Uber – over here and stirring up the European taxi market

Some nine months ago, my friend and colleague Jason Busch wrote a post on Spend Matters US that wasn’t his usual insightful analysis of some exciting new procurement idea or technology product. Rather, he talked about a new taxi service in Chicago, driven by an 'app', called (rather oddly I thought) Uber. The angle for Spend Matters was that it seemed to be a disruptive technology-based innovation in a spend category that was relevant to both corporate buyers and many of us as individuals.

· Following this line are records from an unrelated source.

PR #279, opened 2020-05-18
ADD: Store references for power balance constraints.

tasseff:
These additions store references of `:lam_kcl_r` and `:lam_kcl_i` into `con`.


pseudocubic:
Thanks @tasseff !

That post has become one of the most read and commented on in Spend Matters history, a sign of how disruptive, interesting and controversial this new player in the taxi market has become. And not just in the US. Uber are now firmly in London, and other major European cities, causing much angst particularly to the London black cab fraternity, who staged a protest in London the other day, blocking streets for several hours. Similar protests have been held in Paris, Madrid, Berlin and other cities, although apparently this has succeeded mainly in drawing public attention to Uber, driving better sales!

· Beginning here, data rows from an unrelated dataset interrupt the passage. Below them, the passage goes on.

PR #287, opened 2020-05-26
REF: extract kron reduction, phase projection from eng2math

pseudocubic:
This PR refactors the kron reduction and padding transformations from within the individual eng2math conversion functions into their own functions inside of `src/data_models/transformations.jl` so that they can be applied to the engineering data model separately. This is in preparation for the addition of explicit 4-wire support to be added in v0.10.0.

In order to maintain backwards compatibility for the remainder of v0.9, the kron reduction and padding transformations are automatically applied during the call of the `eng2math` functions, and therefore during `transform_data_model`. This automatic transformation is expected to be removed at a future date. Furthermore, the user will not see the engineering data model after these transformations have been applied (unless they are invoked separately by the user) in all of the normal workflows. As can be seen in the file changes, unit test updates were very minor.

This PR adds two functions, `apply_kron_reduction!` and `apply_phase_projection!`, the calling of which will add `"is_kron_reduced"=>true` and `"is_projected"=>true`, respectively, to the top-level of the engineering data structure (and will propagate down to the mathematical data structure). `apply_kron_reduction!` performs two actions, (1) removes the neutral conductors of lines and compensates them through a kron reduction of the impedance, (2) removes all neutral terminals from the problem. `is_kron_reduced` will therefore indicate a departure from the engineering data model specification, where grounded neutrals are expected for certain objects, because 

`apply_phase_projection!` projects all components less than the total number of conductors over the whole network to that number of phases, _e.g._ if the network is overall three-phases, but there are some one and two phase components, the phases that are not connected on those components will be padded so that every component is three phases.

No documentation changes were required at this stage.

### DIFF
--- a/src/data_model/eng2math.jl
+++ b/src/data_model/eng2math.jl
@@ -64,14 +64,27 @@ end
 
 
 "base function for converting engineering model to mathematical model"
-function _map_eng2math(data_eng; kron_reduced::Bool=true)
+function _map_eng2math(data_eng::Dict{String,<:Any}; kron_reduced::Bool=true)
     @assert get(data_eng, "data_model", MATHEMATICAL) == ENGINEERING
 
+    # TODO remove kron reduction from eng2math in v0.10 (breaking)
+    _data_eng = deepcopy(data_eng)
+    if kron_reduced && !get(data_eng, "is_kron_reduced", false)
+        apply_kron_reduction!(_data_eng)
+    end
+
+    # TODO remove padding from eng2math in v0.10 (breaking)
+    if !get(data_eng, "is_padded", false)
+        apply_property_padding!(_data_eng)
+    end
+
     data_math = Dict{String,Any}(
-        "name" => get(data_eng, "name", ""),
-        "per_unit" => get(data_eng, "per_unit", false),
+        "name" => get(_data_eng, "name", ""),
+        "per_unit" => get(_data_eng, "per_unit", false),
         "data_model" => MATHEMATICAL,
-        "settings" => deepcopy(data_eng["settings"]),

I had dinner a few weeks ago in West London (near Twickenham) with friends who live in North London. They’d decided to treat themselves to a taxi home, and took great delight in showing me the Uber app on their i-Phone. You book the car, and the very neat feature is that you can see on a map exactly where your taxi is at any moment. You are told how long it will take, the registration number of the car, the driver’s name, and you can even look up past client comments on him / her.

Pricing is also provided; it is not totally dynamic, but does increase at busy times. But at most times, it seems to be perhaps 10-20% cheaper than a London black cab, according to our friends. And there is no booking ahead, which of course reduces the overheads compared to a normal taxi firm who have an office full of call handlers / bookers. You book your Uber car when you want it, and you are told how many minutes you will have to wait.

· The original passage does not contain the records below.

PR #289, opened 2020-05-27
FIX- branch flow linear model LPUBFDiagPowerModel

smithagopinath:
I have made constraints of the branch flow model conditional on an edge actually being present

Also added transformer linear constraints in bf.jl

Also edited errors in linear power loss constraints in bf_mx_lin.jl

Edited variable bounds in variable.jl


pseudocubic:
Thanks for the PR @smithagopinath !

Based on the Pull Request Checks I looks like there are a couple of items that you might want to address while we work on the rest of the code review. 

In particular, could you 

- add a line to the CHANGELOG, 
- update the Project.toml to remove CPLEX and Revise, and 
- add a unit test? 

In the case of this PR, the documentation check could be ignored, so I wouldn't worry that it keeps failing.

Project.toml
```diff
@@ -37,6 +35,3 @@ JSON = "682c06a0-de6a-54ab-a142-c8b1cf79cde6"
 Juniper = "2ddba703-00a4-53a7-87a5-e8b9971dde84"
 SCS = "c946c3f1-0d1f-5ce8-9dea-7daa1f7e2d13"
 Test = "8dfed614-e22c-5e08-85e1-65c5234f0b40"
-
-[targets]
-test = ["Cbc", "Ipopt", "Juniper", "SCS", "Test"]
```
pseudocubic, line 40: Targets section got removed, needs to be re-added

CHANGELOG.md
```diff
@@ -1,5 +1,14 @@
...
 
+## LPUBF
+
+- Add constraint_mc_transformer_power_yy(pm::LPUBFDiagModel,..)
+- Add constraint_mc_transformer_power_dy(pm::LPUBFDiagModel,..)
+- Edited constraint_mc_power_losses(pm::LPUBFDiagModel..)
+- Edited constraint_constraint_mc_model_voltage_magnitude_difference(pm::LPUBFD..) to handle buses with not all 4 terminals active
+- Edited variable bounds in variable.jl to fix inconsistencies
+- Added unit tests
+
```
pseudocubic, line 11: Should be condensed to a single bullet in the `staged` section, e.g. 

`- Add wye-wye and delta-wye constraints to LPUBFDiagModel formulation (#289)`

src/core/variable.jl
```diff
@@ -119,8 +119,8 @@ function variable_mc_branch_power_real(pm::_PM.AbstractPowerModel; nw::Int=pm.cn
     if bounded
         for (l,i,j) in ref(pm, nw, :arcs)
             smax = _calc_branch_power_max(ref(pm, nw, :branch, l), ref(pm, nw, :bus, i))
-            set_upper_bound.(p[(l,i,j)],  smax)
-            set_lower_bound.(p[(l,i,j)], -smax)
+            set_upper_bound.(p[(l,i,j)],  1000000) #hacked bounds as _calc_branch_power_max involves multiplication of 0 with inf which is undf
+            set_lower_bound.(p[(l,i,j)], -1000000)
```
pseudocubic, line 123: I think the `undf` should be handled inside of the `set_lower_bound` and `set_upper_bound` function (which are located in `/src/core/data.jl`), instead of adding a hack here, which could cause unintended problems.

src/core/variable.jl
```diff
@@ -152,8 +152,8 @@ function variable_mc_branch_power_imaginary(pm::_PM.AbstractPowerModel; nw::Int=
     if bounded
         for (l,i,j) in ref(pm, nw, :arcs)
             smax = _calc_branch_power_max(ref(pm, nw, :branch, l), ref(pm, nw, :bus, i))
-            set_upper_bound.(q[(l,i,j)],  smax)
-            set_lower_bound.(q[(l,i,j)], -smax)
+            set_upper_bound.(q[(l,i,j)],  1000000) #hacked bounds as _calc_branch_power_max involves multiplication of 0 with inf which is undf
+            set_lower_bound.(q[(l,i,j)], -1000000)
```
pseudocubic, line 156: same comment as above

src/core/variable.jl
```diff
@@ -345,13 +345,25 @@ function variable_mc_bus_voltage_magnitude_sqr(pm::_PM.AbstractPowerModel; nw::I
...
+                end
+                if(vmax[c]==Inf)
+                    set_upper_bound.((w[i])[c], 10000.0)
+                else
+                    set_upper_bound.((w[i])[c], max(a^2, vmax[c]^2)) #this upper bound was wrong in the code
+                end
+                if(vmin[c]>0)
+                    set_lower_bound.((w[i])[c], vmin[c]^2)
+                end
+                end
```
pseudocubic, line 366: In v0.9 we changed things to a default of no voltage bounds (in reality, [0, Inf], in order that they still be physical), so if special voltage bounds are needed a transformation function should be used (see `/src/data_model/transformations.jl` for examples)

We should not introduce hacks into the code in this way, they will be easy to lose track of later

src/form/bf.jl
```diff
@@ -1,4 +1,4 @@
-"This is duplicated at PowerModelsDistribution level to correctly handle the indexing of the shunts."
+"This is duplicated at PMD level to correctly handle the indexing of the shunts."
```
pseudocubic, line 1: Unintended change?

src/form/bf.jl
```diff
@@ -46,10 +46,56 @@ end
...
+
+    w_fr = var(pm, nw, :w)[f_bus]
+    w_to = var(pm, nw, :w)[t_bus]
+
+    for p in 1:nph
+        JuMP.@constraint(pm.model, 1000.0*w_fr[p] == 1000.0*(pol*tm_scale*tm[p])^2*w_to[p])
+    end
+
+    JuMP.@constraint(pm.model, (p_fr + p_to)*1000.0 .== 0)
+    JuMP.@constraint(pm.model, (q_fr + q_to)*1000.0 .== 0)
```
pseudocubic, line 67: What are the reasons for the factors of 1e3? They seem like they can be eliminated cleanly.

src/form/bf.jl
```diff
@@ -46,10 +46,56 @@ end
 
 "nothing to do, this model is symmetric"
```
pseudocubic, line 47: needs documentation of mathematical formulation here

src/form/bf.jl
```diff
@@ -46,10 +46,56 @@ end
...
+    for p in 1:nph
+        JuMP.@constraint(pm.model, 1000.0*w_fr[p] == 1000.0*(pol*tm_scale*tm[p])^2*w_to[p])
+    end
+
+    JuMP.@constraint(pm.model, (p_fr + p_to)*1000.0 .== 0)
+    JuMP.@constraint(pm.model, (q_fr + q_to)*1000.0 .== 0)
 end
 
 
 "TODO"
```
pseudocubic, line 71: Needs documentation of mathematical formulation here

src/form/bf.jl
```diff
@@ -46,10 +46,56 @@ end
...
+    q_to = [var(pm, nw, :qt, t_idx)[p] for p in t_cnd]
+
+    w_fr = var(pm, nw, :w)[f_bus]
+    w_to = var(pm, nw, :w)[t_bus]
+
+    for p in 1:nph
+        # rotate by 1 to get 'previous' phase
+        # e.g., for nph=3: 1->3, 2->1, 3->2
+        q = (p-1+1)%nph+1
+	    JuMP.@constraint(pm.model, 3.0*1000.0*(w_fr[p] + w_fr[q]) == 2.0*1000.0*(pol*tm_scale*tm[p])^2*w_to[p])
```
pseudocubic, line 91: check out the `roll` function, I think it should do what you want here

src/form/bf.jl
```diff
@@ -46,10 +46,56 @@ end
...
+    end
+
+    for p in 1:nph
+            # rotate by nph-1 to get 'previous' phase
+            # e.g., for nph=3: 1->3, 2->1, 3->2
+        q = (p-1+nph-1)%nph+1
+	    JuMP.@constraint(pm.model, 2*p_fr[p]*1000.0 == 1000.0*(-(p_to[p]+p_to[q])+(q_to[q]-q_to[p])/sqrt(3.0)))
+        JuMP.@constraint(pm.model, 2*q_fr[p]*1000.0 == 1000.0*((p_to[p]-p_to[q])/sqrt(3.0)-(q_to[q]+q_to[p])))
```
pseudocubic, line 99: where do the factors of 1e3 come from, they seem like they can be cleanly eliminated?

test/data/opendss/case3_unbalanced_missingedge.dss
```diff
@@ -0,0 +1,36 @@
...
+New Load.L1 phases=1  loadbus.1.0   ( 0.4 3 sqrt / )   kW=9   kvar=3  model=1
+New Load.L2 phases=1  loadbus.2.0   ( 0.4 3 sqrt / )   kW=6   kvar=3  model=1
+New Load.L3 phases=1  Primary.3.0   ( 0.4 3 sqrt / )   kW=6   kvar=3  model=1
+
+Set voltagebases=[0.4]
+Set tolerance=0.000001
+set defaultbasefreq=50
+Calcvoltagebases
+
+Solve
```
pseudocubic, line 36: I wonder if instead of creating a new file if we could make these changes after parse of the original in the tests that you added, particularly since it is only called in one place

src/form/bf_mx_lin.jl
```diff
@@ -36,8 +36,24 @@ function constraint_mc_power_losses(pm::LPUBFDiagModel, n::Int, i, f_bus, t_bus,
...
+    cnds = conductor_ids(pm; nw=n)
+    ncnds = length(cnds)
+	
+     for c in 1:ncnds
+     if((vmax1[c]!=0) && (vmax2[c]!=0))
+       JuMP.@constraint(pm.model, (p_fr[c] + p_to[c])*1000.0 == (g_sh_fr[c,c]*w_fr[c] +  g_sh_to[c,c]*w_to[c])*1000.0)
+       JuMP.@constraint(pm.model, (q_fr[c] + q_to[c])*1000.0 == (-b_sh_fr[c,c]*w_fr[c] + -b_sh_to[c,c]*w_to[c])*1000.0)
+    else
+       b=JuMP.@constraint(pm.model, (p_fr[c] + p_to[c])*1000.0 == 0)
+       JuMP.@constraint(pm.model, (q_fr[c] + q_to[c])*1000.0 == 0)
```
pseudocubic, line 54: I don't think the factors 1e3 should be needed here, they are on both sides and can be divided out cleanly

src/form/bf_mx_lin.jl
```diff
@@ -49,35 +65,53 @@ function constraint_mc_model_voltage_magnitude_difference(pm::LPUBFDiagModel, n:
...
     MP = 2*(real(Gamma).*r + imag(Gamma).*x)
     MQ = 2*(real(Gamma).*x - imag(Gamma).*r)
 
-    JuMP.@constraint(pm.model, w_to .== w_fr - MP*p_s_fr - MQ*q_s_fr)
+    for c in 1:ncnds
+    if((vmax1[c]!=0) && (vmax2[c]!=0))
+      a=JuMP.@constraint(pm.model, w_to[c]*1000.0 == 1000.0*(w_fr[c] - (MP[c,1]*p_s_fr[1]+MP[c,2]*p_s_fr[2]+MP[c,3]*p_s_fr[3]) - (MQ[c,1]*q_s_fr[1]+MQ[c,2]*q_s_fr[2]+MQ[c,3]*q_s_fr[3])))
+    else
+      JuMP.@constraint(pm.model, p_s_fr[c]*1000.0==0)
+      JuMP.@constraint(pm.model, q_s_fr[c]*1000.0==0)
```
pseudocubic, line 91: same comment as above

src/form/bf_mx_lin.jl
```diff
@@ -49,35 +65,53 @@ function constraint_mc_model_voltage_magnitude_difference(pm::LPUBFDiagModel, n:
...
+    end
+   end
 
 end
 
 
+
```
pseudocubic, line 98: extra line

src/form/bf_mx_lin.jl
```diff
@@ -49,35 +65,53 @@ function constraint_mc_model_voltage_magnitude_difference(pm::LPUBFDiagModel, n:
...
 "balanced three-phase phasor"
 function constraint_mc_theta_ref(pm::LPUBFDiagModel, n::Int, i::Int, va_ref)
     ncnds = length(conductor_ids(pm))
     @assert(ncnds >= 2)
-
     w = var(pm, n, :w)[i]
-    JuMP.@constraint(pm.model, w[2:ncnds]   .== w[1])
+    #JuMP.@constraint(pm.model, w[2:ncnds]   .== w[1])
```
pseudocubic, line 104: inadvertent comment out?

src/form/bf_mx_lin.jl
```diff
@@ -49,35 +65,53 @@ function constraint_mc_model_voltage_magnitude_difference(pm::LPUBFDiagModel, n:
...
 
 
 ""
 function constraint_mc_load_power_balance(pm::LPUBFDiagModel, nw::Int, i, bus_arcs, bus_arcs_sw, bus_arcs_trans, bus_gens, bus_storage, bus_loads, bus_gs, bus_bs)
     w = var(pm, nw, :w, i)
+ bus = ref(pm, nw, :bus, i) 
+  vmax=bus["vmax"]
 
-    p = get(var(pm, nw), :p, Dict()); _PM._check_var_keys(p, bus_arcs, "active power", "branch")
+	p = get(var(pm, nw), :p, Dict()); _PM._check_var_keys(p, bus_arcs, "active power", "branch")
```
pseudocubic, line 114: inconsistent whitespace?

src/form/bf_mx_lin.jl
```diff
@@ -92,36 +126,45 @@ function constraint_mc_load_power_balance(pm::LPUBFDiagModel, nw::Int, i, bus_ar
     ps   = get(var(pm, nw),   :ps, Dict()); _PM._check_var_keys(ps, bus_storage, "active power", "storage")
     qs   = get(var(pm, nw),   :qs, Dict()); _PM._check_var_keys(qs, bus_storage, "reactive power", "storage")
 
+
```
pseudocubic, line 129: extra line

src/form/bf_mx_lin.jl
```diff
@@ -92,36 +126,45 @@ function constraint_mc_load_power_balance(pm::LPUBFDiagModel, nw::Int, i, bus_ar
...
+        sum((q[a])[c]*1000.0 for a in bus_arcs)
+        + sum((qsw[a_sw])[c]*1000.0 for a_sw in bus_arcs_sw)
+        + sum((qt[a_trans])[c]*1000.0 for a_trans in bus_arcs_trans)
+        ==
+        sum((qg[g])[c]*1000.0 for g in bus_gens)
+        - sum((qs[s])[c]*1000.0 for s in bus_storage)
+        - sum((qd[d])[c]*1000.0 for d in bus_loads)
+        + sum(bs[c]*w[c]*1000.0 for bs in values(bus_bs)))
+   end
+   end
```
pseudocubic, line 163: I'm not sure of the purpose behind this change, previously it was automatically cleanly over all phases, but now there is a loop over all phases? If the purpose is to eliminate phases which were padded/projected, and not in the original data, I think this isn't really the best way to accomplish that

test/transformer.jl
```diff
@@ -118,4 +118,21 @@
...
+        end
+        @testset "3w_dyy_1" begin
+            eng = parse_file("../test/data/opendss/ut_trans_3w_dyy_1.dss")
+            sol = run_ac_mc_opf(eng, LPUBFDiagPowerModel, ipopt_solver)
+            @test norm(solution["bus"]["3"]["w"]-[0.86095, 0.81344, 0.80480], Inf) <= 1E-4
+        end
+        @testset "3w_dyy_2" begin
+        eng = parse_file("../test/data/opendss/ut_trans_3w_dyy_2.dss")
+        sol = run_ac_mc_opf(eng, LPUBFDiagPowerModel, ipopt_solver)
+        @test norm(solution["bus"]["3"]["w"]-[0.87086, 0.83270, 0.83208], Inf) <= 1E-4
```
pseudocubic, line 135: What is the source of the voltages that are used as comparison in the tests here?

test/opf_bf.jl
```diff
@@ -33,6 +33,12 @@
             @test isapprox(sum(sol["solution"]["voltage_source"]["source"]["pg"] * sol["solution"]["settings"]["sbase"]), 0.0214812; atol=2e-3)
             @test isapprox(sum(sol["solution"]["voltage_source"]["source"]["qg"] * sol["solution"]["settings"]["sbase"]), 0.00927263; atol=2e-3)
         end
+        @testset "3-bus unbalanced lpubfdiag opf_bf with only two terminals on load bus" begin
+        pmd = parse_file("../test/data/opendss/case3_unbalanced_missingedge.dss")
+        sol = run_mc_opf(pmd, LPUBFDiagPowerModel, ipopt_solver)
+        @test sol["termination_status"] == LOCALLY_SOLVED
+        @test norm(solution["bus"]["loadbus"]["w"]-[0.92234, 0.95778, 0.0], Inf) <= 1E-4
```
pseudocubic, line 40: What is the origin of the voltages used for comparison in this test?

src/form/bf.jl
smithagopinath: This is similar to how transformers constraints are implemented in src/form/acp.jl, so I shall leave it as it is for now

test/data/opendss/case3_unbalanced_missingedge.dss
smithagopinath: Yes, but it would be a little hard for me to do as I am not super familiar with both opendss and with the data model

src/form/bf_mx_lin.jl
smithagopinath: I am not fully sure that the constraint is correct., I think the voltage angles are meant to be equal as the name of the function suggests (constraint_mc_theta_ref), not the voltage magnitudes

src/form/bf.jl
smithagopinath: I have some writeup in latex, in overleaf,  not sure how to link it to the comments?

src/form/bf.jl
```diff
@@ -44,12 +44,54 @@ function variable_mc_bus_voltage_on_off(pm::LPUBFDiagModel; kwargs...)
...
+    q_to = [var(pm, nw, :qt, t_idx)[p] for p in t_cnd]
+
+    w_fr = var(pm, nw, :w)[f_bus]
+    w_to = var(pm, nw, :w)[t_bus]
+
+    for p in 1:nph
+        # rotate by 1 to get 'previous' phase
+        # e.g., for nph=3: 1->3, 2->1, 3->2
+        q = (p-1+1)%nph+1
+	    JuMP.@constraint(pm.model, 3.0*(w_fr[p] + w_fr[q]) == 2.0*(pol*tm_scale*tm[p])^2*w_to[p])
```
sanderclaeys, line 87: Do you have a derivation for this equation somewhere? I did it on paper a got a expression.

Project.toml
```diff
@@ -37,4 +37,4 @@ SCS = "c946c3f1-0d1f-5ce8-9dea-7daa1f7e2d13"
 Test = "8dfed614-e22c-5e08-85e1-65c5234f0b40"
 
 [targets]
-test = ["Cbc", "Ipopt", "Juniper", "SCS", "Test"]
+test = ["Cbc", "Ipopt", "Juniper", "SCS", "Test"]
```
pseudocubic, line 40: There should be an extra line at the end of files

CHANGELOG.md
```diff
@@ -1,5 +1,9 @@
 # PowerModelsDistribution.jl Change Log
 
+## LPUBF
+
+- Add wye-wye and delta-wye constraints to LPUBFDiagModel formulation 
+
```
pseudocubic, line 6: could you remove the LPUBF section and move the bullet to be with the ones under staged?

src/form/bf_mx_lin.jl
pseudocubic: I think this is part of a discussion we have been having about reference bus constraints needing magnitudes to be fixed too, not just angles. I agree that this constraint is probably not in the right place though just based on the name of the function. Comments @frederikgeth or @sanderclaeys ?

src/form/bf_mx_lin.jl
```diff
@@ -49,35 +65,52 @@ function constraint_mc_model_voltage_magnitude_difference(pm::LPUBFDiagModel, n:
...
 
 
 ""
 function constraint_mc_load_power_balance(pm::LPUBFDiagModel, nw::Int, i, bus_arcs, bus_arcs_sw, bus_arcs_trans, bus_gens, bus_storage, bus_loads, bus_gs, bus_bs)
     w = var(pm, nw, :w, i)
+    bus = ref(pm, nw, :bus, i) 
+    vmax=bus["vmax"]
 
-    p = get(var(pm, nw), :p, Dict()); _PM._check_var_keys(p, bus_arcs, "active power", "branch")
+	  p = get(var(pm, nw), :p, Dict()); _PM._check_var_keys(p, bus_arcs, "active power", "branch")
```
pseudocubic, line 113: inconsistent indentation

src/prob/opf.jl
```diff
@@ -118,7 +118,7 @@ function build_mc_opf(pm::AbstractUBFModels)
     # Variables
     variable_mc_bus_voltage(pm)
     variable_mc_branch_current(pm)
-    variable_mc_branch_power(pm)
+    variable_mc_branch_power(pm; bounded=false)
```
pseudocubic, line 121: can you add a `# TODO: revert to bounded in v0.10` at the end of this line here?

src/form/bf.jl
pseudocubic: You can drop in the latex, see for example https://github.com/lanl-ansi/PowerModelsDistribution.jl/blob/master/src/form/acp.jl#L345-L369

pseudocubic:
@smithagopinath the travis tests are continuing to fail, do they pass locally for you?

sanderclaeys:
@smithagopinath I would suggest the following test to ensure that the implementation is correct. You rely on two assumptions in your linearization,
1. Line losses are negligible,
2. The voltage phasors are perfectly balanced.

Therefore, you can read in a test case, make sure that the voltage at the source bus is perfectly balanced (as is e.g. the case for `ut_trans_2w_dy_lead.dss`), and set all branch series impedances to a very small (non-zero) value. This will then ensure that the above conditions are met.

You can then compare the power drawn in each phase of the slack bus generator, between an exact formulation and your linearization. With the mentioned modifications, the results should be the same (right?).

smithagopinath:
> @smithagopinath I would suggest the following test to ensure that the implementation is correct. You rely on two assumptions in your linearization,
> 
> 1. Line losses are negligible,
> 2. The voltage phasors are perfectly balanced.
> 
> Therefore, you can read in a test case, make sure that the voltage at the source bus is perfectly balanced (as is e.g. the case for `ut_trans_2w_dy_lead.dss`), and set all branch series impedances to a very small (non-zero) value. This will then ensure that the above conditions are met.
> 
> You can then compare the power drawn in each phase of the slack bus generator, between an exact formulation and your linearization. With the mentioned modifications, the results should be the same (right?).

Hi Sander,

Thats a good idea. In assuming the system is perfectly balanced, should not the loads also then be the same for each phase? In that case, the exact model and the linear approximation should be nearly the same I think. Let me know what you think! 
Thanks!

sanderclaeys:
@smithagopinath I believe you actually want them to be unbalanced. It is not a requirement for the linearization to be correct (since you only use the factor that the voltages across phases have certain ratios, which does not depend on the power flows in any way when the series impedances are very small). Also, if you make the loading balanced, you might cover up for certain bugs, which only become apparent when the loading is unbalanced.

smithagopinath:
> @smithagopinath I believe you actually want them to be unbalanced. It is not a requirement for the linearization to be correct (since you only use the factor that the voltages across phases have certain ratios, which does not depend on the power flows in any way when the series impedances are very small). Also, if you make the loading balanced, you might cover up for certain bugs, which only become apparent when the loading is unbalanced.

Hi @sanderclaeys, I have added a test as you suggested in test/transformer.jl, Have also request David to check the test once. Thanks!

src/form/bf_mx_lin.jl
frederikgeth: ideally we support these cases:
1. a bus where both the voltage magnitude and angles are fixed
2. a bus where the voltage angles are fixed, the voltage magnitudes are equal between the phases, but not set to a specific value

Either condition is sufficient to guarantee that a formulation in the lifted variable space is meaningful. I'm happy with supporting just case 1 though. We'll need to change the implementation of constraint_mc_theta_ref for the SDP relaxation as well though.

src/core/variable.jl
```diff
@@ -1014,4 +1017,4 @@ function variable_mc_gen_power_setpoint_imaginary_on_off(pm::_PM.AbstractPowerMo
     end
 
     report && _IM.sol_component_value(pm, nw, :gen, :qg, ids(pm, nw, :gen), qg)
-end
+end
```
pseudocubic, line 1020: there should be an additional newline at the end of this file

Project.toml
pseudocubic: Reminder that this issue is still outstanding

src/form/bf_mx_lin.jl
pseudocubic: @smithagopinath I think this should be changed back to being uncommented, and I will make a Github Issue that this should be addressed.

src/form/bf_mx_lin.jl
```diff
@@ -95,33 +128,41 @@ function constraint_mc_load_power_balance(pm::LPUBFDiagModel, nw::Int, i, bus_ar
...
-        + sum(qt[a_trans] for a_trans in bus_arcs_trans)
-        .==
-        sum(qg[g] for g in bus_gens)
-        - sum(qs[s] for s in bus_storage)
-        - sum(qd[d] for d in bus_loads)
-        + sum(bs.*w for bs in values(bus_bs))
-    )
-
-    con(pm, nw, :lam_kcl_r)[i] = cstr_p
-    con(pm, nw, :lam_kcl_i)[i] = cstr_q
```
pseudocubic, line 121: these need to be added back, you will need to change `cstr_p` and `cstr_q` instead the loop over the conductors to another variable e.g. `cp` and `cq`, and add `push!(cstr_p, cp)`, `push!(cstr_q, cq)` to after their creation for this to work correctly

pseudocubic: During the last update you got almost everything, but indavertantly left out putting these back
```julia
con(pm, nw, :lam_kcl_r)[i] = cstr_p
con(pm, nw, :lam_kcl_i)[i] = cstr_q
```

test/transformer.jl
```diff
@@ -140,4 +140,28 @@
...
+            eng = parse_file("../test/data/opendss/ut_trans_3w_dyy_2.dss")
+            sol = run_mc_opf(eng, LPUBFDiagPowerModel, ipopt_solver)
+            @test norm(sol["solution"]["bus"]["3"]["w"]-[0.87086, 0.83270, 0.83208], Inf) <= 1E-4
+        end
+        @testset "2w_dy_lead_small_series_impedance" begin
+            eng = parse_file("../test/data/opendss/ut_trans_2w_dy_lead_small_series_impedance.dss", data_model=MATHEMATICAL)
+            sola = run_mc_opf(eng, LPUBFDiagPowerModel, ipopt_solver)
+            solb = run_mc_opf(eng, ACPPowerModel, ipopt_solver)
+            @test norm(sola["solution"]["bus"]["1"]["w"]-solb["solution"]["bus"]["1"]["vm"].^2, Inf) <= 1.2E-3
+            @test norm(sola["solution"]["branch"]["1"]["pf"]-solb["solution"]["branch"]["1"]["pf"], Inf) <= 1E-3
```
sanderclaeys, line 164: @smithagopinath 

This looks great, thanks for adding these tests.

Could you change this to a test on the relative error instead of the absolute error? Depending on the `sbase`, this absolute error can be acceptable or not, whilst for the relative error, `1E-3` should always be good enough.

Without a doubt, Uber has very smart technology. And for the customer, what’s not to like? Black cabs are expensive, they don’t like going beyond a certain range, and you often can’t find one just when you really need it. And as procurement people, we instinctively dislike and mistrust monopolies or oligopolies, which is of course what the black cab system is. Our friends are early technology adopters (he was one of the first IBM PC resellers in the UK, more than 20 years ago), and they love it.

But when we come to really analyse whether Uber is a “good thing” in the wider sense, the debate is less clear. There have been arguments around the status of the drivers, and issues concerning insurance. Most Uber drivers use their own private vehicles; would they or their passengers be insured in case of an incident? But the Uber website certainly suggests that in London for instance, you must already have a private hire licence to sign up as a driver. (However, that doesn’t seem too big a hurdle to surmount, from my basic research on the subject).

And when we look at all the regulations and licensing that a black cab or even a registered mini-cab firm has to go through, how can this competitor be allowed to compete without similar controls? Black cab drivers take years to gain “the Knowledge” – their mental road map of London. But who needs that with Google Maps and Satnav anyway? Uber are also accused of creating certain corporate structures to avoid paying tax in certain countries, like many other tech firms it should be said.

The New York Times described this as a fight between "consumer choice and convenience versus traditional workers' rights". European taxis, as in London, are a "heavily regulated and closed-shop way of doing business." Usually, in these situations, consumers win out in the end.

It’s a tough call, and as I haven’t used the service myself, I wouldn’t like to make a firm judgement either way. Some cities and their taxi drivers are fighting back against Uber, whilst other competitors are also emerging. But talk of Uber floating with a market value of some $18 Billion shows how quickly this upstart has taken the market by storm. Whatever happens, this is going to be a text-book, business school example for years to come of how disruptive technology can rapidly shake up a very established market.